Pelantikan pengurus baru ini disandingkan dengan Seminar Nasional, Workshop, dan Pameran Kesehatan ke-3, menandai komitmen organisasi perumahsakitan di Sulut untuk memperkuat mutu pelayanan, tata kelola rumah sakit, keselamatan pasien, dan penerapan etika medis.

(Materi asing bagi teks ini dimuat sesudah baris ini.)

PR #140, opened 2019-11-01
Fix more issues found with PropTypes

roblevintennis:
**Description:**
- [Asana Task](https://app.asana.com/0/1136962714401929/1146342193058673/f)
- Fixes rest of prop type warning besides Form.js (once https://github.com/getethos/ethos-design-system/pull/139 is also in)

### DIFF
--- a/src/components/Inputs/EmailInput/EmailInput.js
+++ b/src/components/Inputs/EmailInput/EmailInput.js
@@ -27,6 +27,7 @@ export const EmailInput = (props) => {
         optional={optional}
         type="email"
         data-tid={restProps['data-tid']}
+        disabled={disabled}
         placeholder={placeholder}
         validator={EmailFormatValidator}
         {...restProps}
--- a/src/components/Layout/Layout.js
+++ b/src/components/Layout/Layout.js
@@ -48,7 +48,7 @@ class ScrollDetector extends React.Component {
   }
 
   render() {
-    const { className, element, ...rest } = this.props
+    const { className, element, offsetHeight, ...rest } = this.props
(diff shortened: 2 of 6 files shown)


src/components/Layout/Layout.js
```diff
@@ -48,7 +48,7 @@ class ScrollDetector extends React.Component {
   }
 
   render() {
-    const { className, element, ...rest } = this.props
+    const { className, element, offsetHeight, ...rest } = this.props
```
roblevintennis: @iamvictorli @tkarssli @zach-ethos guys, I had to do this to prevent:

image

Which seems to reflect [transferring props](https://reactjs.org/warnings/unknown-prop.html) ... I believe this is fine since it seems we only need to use this in the component itself for:

```js

  updateScrollState = () => {
    const scrollTop = window.pageYOffset || window.document.scrollTop
    this.setState({ isScrolled: scrollTop > this.props.offsetHeight })
  }
```

Just a heads up though!

src/components/Inputs/EmailInput/EmailInput.js
```diff
@@ -27,6 +27,7 @@ export const EmailInput = (props) => {
         optional={optional}
         type="email"
         data-tid={restProps['data-tid']}
+        disabled={disabled}
```
roblevintennis: This was just missing so we couldn't pass through disabling of element down to the TextInput email delegates too.

src/components/Layout/Layout.js
iamvictorli: This is an issue that we see on CMS. Thanks for looking at this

Ketua MAKERSI Pusat Prof. Dr. dr. Agus Purwadianto dan Ketua Umum PERSI dr. Bambang Wibowo hadir memberi sambutan dan dukungan.
Dalam pidatonya, Prof. Starry yang juga menjabat Direktur Utama RSUP Kandou mengapresiasi kepercayaan yang diberikan dan menegaskan semangat inovasi pengurus baru. “Hari pertama dilantik, pengurus tunjukkan langsung bahwa kita berinovasi,” ujarnya.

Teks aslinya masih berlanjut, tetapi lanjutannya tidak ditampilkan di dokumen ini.